Green’s novel doesn’t have a happy ending, particularly. How could it? Augustus is dead and Hazel is dying. In the end, she finds a letter Augustus wrote to Afflictions’ author, which closes with “You don’t get to choose if you get hurt in this world, old man, but you do have some say in who hurts you. I like my choices. I hope she does too” (Green, 2012 p. 313).
And Hazel does.
There are some recurring themes in Stars. One is side effects of dying; Hazel informs us that most things are. Nostalgia, among them. Another is the idea that kids with cancer are grenades: Hazel is constantly worried that she will destroy her parents, and the people that she loves. She worries about letting Augustus love her—as much as she can control that anyway—because then when she dies he will be gutted. She is terrified for her parents, the loss they will feel when she dies. Another oft-repeated theme in the novel: “pain demands to be felt.” It does no good to bottle it up. The title comes from Shakespeare, when Cassius says “The fault, dear Brutus, is not in our stars/but in ourselves”—but, as the novel notes, “there is no shortage of fault to be found amid our stars” (Green, 2012 p. 112). There is, indeed, a whole lot of fault in Hazel’s stars, and in Augustus’.

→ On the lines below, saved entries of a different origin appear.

PR #595, opened 2020-03-30
Add GHE_BACKUP_SKIP_PAGES and GHE_RESTORE_SKIP_PAGES config settings

DanRigby:
If `GHE_BACKUP_SKIP_PAGES` is set to 'yes', `ghe-backup` will omit the backup of generated Pages artifacts.

If `GHE_RESTORE_SKIP_PAGE` is set to 'yes', `ghe-restore` will omit the restore of Pages artifacts contained in the backup and will rebuild them instead.

### DIFF
--- a/bin/ghe-backup
+++ b/bin/ghe-backup
@@ -189,7 +189,7 @@ ghe-backup-es-hookshot || failures="$failures hookshot"
 echo "Backing up Git repositories ..."
 ghe-backup-repositories || failures="$failures repositories"
 
-if [ "$GHE_RESTORE_SKIP_PAGES" = "yes" ]; then
+if [ "$GHE_BACKUP_SKIP_PAGES" = "yes" ]; then
   echo "Skipping backup of GitHub Pages artifacts ..."
 else
   echo "Backing up GitHub Pages artifacts ..."
--- a/bin/ghe-backup
+++ b/bin/ghe-backup
@@ -5,10 +5,9 @@
 #/ the MySQL database, instance settings, GitHub Pages data, etc.
 #/
 #/ OPTIONS:
-#/   -v | --verbose       Enable verbose output.
-#/   -h | --help          Show this message.
-#/        --version       Display version information.
-#/        --skip-pages    Skip backup of GitHub Pages artifacts.
+#/   -v | --verbose    Enable verbose output.
+#/   -h | --help       Show this message.
+#/        --version    Display version information.
 #/
 
 set -e
@@ -26,10 +25,6 @@ while true; do
       ;;
     -v|--verbose)
       export GHE_VERBOSE=true
-      shift
-      ;;
-    --skip-pages)
-      export GHE_SKIP_PAGES=true
       shift
       ;;
     -*)
@@ -194,11 +189,11 @@ ghe-backup-es-hookshot || failures="$failures hookshot"
 echo "Backing up Git repositories ..."
 ghe-backup-repositories || failures="$failures repositories"
 
-if [ -z "$GHE_SKIP_PAGES" ]; then
+if [ "$GHE_RESTORE_SKIP_PAGES" = "yes" ]; then
+  echo "Skipping backup of GitHub Pages artifacts ..."
+else
   echo "Backing up GitHub Pages artifacts ..."
   ghe-backup-pages || failures="$failures pages"
-else
-  echo "Skipping backup of GitHub Pages artifacts ..."
 fi
 
 echo "Backing up storage data ..."
--- a/bin/ghe-backup
+++ b/bin/ghe-backup
@@ -5,9 +5,10 @@
 #/ the MySQL database, instance settings, GitHub Pages data, etc.
 #/
 #/ OPTIONS:
-#/   -v | --verbose    Enable verbose output.
-#/   -h | --help       Show this message.
-#/        --version    Display version information.
+#/   -v | --verbose       Enable verbose output.
+#/   -h | --help          Show this message.
+#/        --version       Display version information.
+#/        --skip-pages    Skip backup of GitHub Pages artifacts.
 #/
 
 set -e
@@ -25,6 +26,10 @@ while true; do
       ;;
     -v|--verbose)
       export GHE_VERBOSE=true
+      shift
+      ;;
+    --skip-pages)
+      export GHE_SKIP_PAGES=true
       shift
       ;;
     -*)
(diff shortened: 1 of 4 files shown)


oakeyc:
Updated with the changes to restore to have the skip pages param and to gracefully exit when the backup had no pages.

bin/ghe-restore
```diff
@@ -9,21 +9,22 @@
...
-#/                     instance. The <host> may be omitted when the
-#/                     GHE_RESTORE_HOST config variable is set in backup.config.
-#/                     When a <host> argument is provided, it always overrides
-#/                     the configured restore host.
+#/   -f | --force         Don't prompt for confirmation before restoring.
+#/   -c | --config        Restore appliance settings and license in addition to
+#/                        datastores. Settings are not restored by default to
+#/                        prevent overwriting different configuration on the
+#/                        restore host.
+#/        --skip-pages    Skip backup of GitHub Pages artifacts.
```
lildude:
```suggestion
#/        --skip-pages    Skip restore of GitHub Pages artifacts.
```

DanRigby: The flag here is causing the backup script to not include the pages artifacts, so the current wording seems correct?.
We're planning on adding an equivalent flag added to `ghe-restore`.

lildude: But you've just added it to `ghe-restore` 😁

share/github-backup-utils/ghe-restore-pages
```diff
@@ -23,7 +23,17 @@ GHE_HOSTNAME="$1"
 : ${GHE_RESTORE_SNAPSHOT:=current}
 
 # Find the pages to restore
-pages_paths=$(cd $GHE_DATA_DIR/$GHE_RESTORE_SNAPSHOT/ && find pages -mindepth 5 -maxdepth 5 | cut -d / -f2-)
+
```
cainejette:
```suggestion
```

share/github-backup-utils/ghe-restore-pages
```diff
@@ -23,7 +23,17 @@ GHE_HOSTNAME="$1"
...
+check_pages=$(cd $GHE_DATA_DIR/$GHE_RESTORE_SNAPSHOT/ && find pages -mindepth 5 -maxdepth 5 2> /dev/null)
+
+# Check if there were pages in backup, if no skip restore
```
cainejette: What's the functional difference in splitting this out from the next check? They both exit early it looks like -- just a more pertinent echo message? Do we ever expect this one to trigger but not the next one?

bin/ghe-restore
```diff
@@ -9,21 +9,22 @@
...
-#/                     instance. The <host> may be omitted when the
-#/                     GHE_RESTORE_HOST config variable is set in backup.config.
-#/                     When a <host> argument is provided, it always overrides
-#/                     the configured restore host.
+#/   -f | --force         Don't prompt for confirmation before restoring.
+#/   -c | --config        Restore appliance settings and license in addition to
+#/                        datastores. Settings are not restored by default to
+#/                        prevent overwriting different configuration on the
+#/                        restore host.
+#/        --skip-pages    Skip restore of GitHub Pages artifacts.
```
cainejette: I think @itillis was hoping this could be figured out dynamically at restore time instead of requiring users to pass the flag in again. If pages aren't present in the backup (intentionally or not), we can trigger a rebuild -- are we trying to avoid that unnecessary rebuild command in the case where there actually aren't any to rebuild?

share/github-backup-utils/ghe-restore-pages
oakeyc: Yeah, so logically they are a little different in scenarios. Our change is when the backup skipped having pages altogether (there is no pages dir which caused an ugly error), but the change from before was there were pages in the backup, but it was empty. Maybe it's not that different for a customer, but I thought of them as two scenarios, hence different wording made sense

bin/ghe-restore
oakeyc: Yeah, so if there were no pages in backup (and if you choose to skip) we will add a rebuild step for pages (after that script is done), which will come in a separate PR.

bin/ghe-backup
```diff
@@ -5,9 +5,10 @@
 #/ the MySQL database, instance settings, GitHub Pages data, etc.
 #/
 #/ OPTIONS:
-#/   -v | --verbose    Enable verbose output.
-#/   -h | --help       Show this message.
-#/        --version    Display version information.
+#/   -v | --verbose       Enable verbose output.
+#/   -h | --help          Show this message.
+#/        --version       Display version information.
+#/        --skip-pages    Skip backup of GitHub Pages artifacts.
```
jianghao0718: Can we just put `GHE_SKIP_PAGES` in `backup.config`? I think that is the common way we set those variables. (it will be load by `ghe-backup-config`)

bin/ghe-restore
jianghao0718: Agree. Or a `sentinel` file if necessary

bin/ghe-restore
```diff
@@ -45,6 +46,10 @@ while true; do
       restore_settings=true
       shift
       ;;
+    --skip-pages)
+      export GHE_SKIP_PAGES=true
```
cainejette: Is this variable used outside of this script? That is, does it need to actually be exported?

DanRigby: We elected to follow the existing pattern used inside the script as we weren't initially sure if we'd have to pass the value through to a child script or set it via config (see @jianghao0718's comment above).

cainejette: the script has both local variables and exported variables. it seems like if it's contained to just this script, we should go with a local variable

cainejette: but yeah once we land on flag vs config file, that will say which method works

DanRigby: After discussion we've opted to use config settings instead of CLI flags

bin/ghe-backup
DanRigby: Done.

bin/ghe-restore
DanRigby: I don't think a sentinel file is needed in this case. We've moved to using config setting instead.

bin/ghe-backup
```diff
@@ -189,8 +189,12 @@ ghe-backup-es-hookshot || failures="$failures hookshot"
 echo "Backing up Git repositories ..."
 ghe-backup-repositories || failures="$failures repositories"
 
-echo "Backing up GitHub Pages ..."
-ghe-backup-pages || failures="$failures pages"
+if [ "$GHE_RESTORE_SKIP_PAGES" = "yes" ]; then
+  echo "Skipping backup of GitHub Pages artifacts ..."
```
cainejette: Looks like we added the word 'artifacts' here compared to before. Intentional?

```suggestion
  echo "Skipping backup of GitHub Pages ..."
```

DanRigby: Intentional, yes as there's a distinction between pages data and pages artifacts.
I'm not married to the term artifact but we're using it to distinguish between the generated byproducts and the source data that is always backed up.

cainejette: Good thinking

Stars is unique in how utterly matter-of-fact it is. I chose novels about death that were not, on the whole, terribly maudlin; but Green least of all. His characters scorn the idea of battling cancer. Instead, they are refreshingly pragmatic about the disease. Cancer, after all, is only trying to survive: they are merely victims of mutating cells.
Green captures the gallows humor, the exhilaration of first love, the ways in which teenagers might take on different affects to see what fits, perfectly. He is not concerned with playing to the reader’s emotions. He is concerned with giving us a glimpse into what it is like to be a teenager, in love for the first time, and to have to balance that with the horrible knowledge that you are going to die—and then to find that it was your love that was the grenade, all along.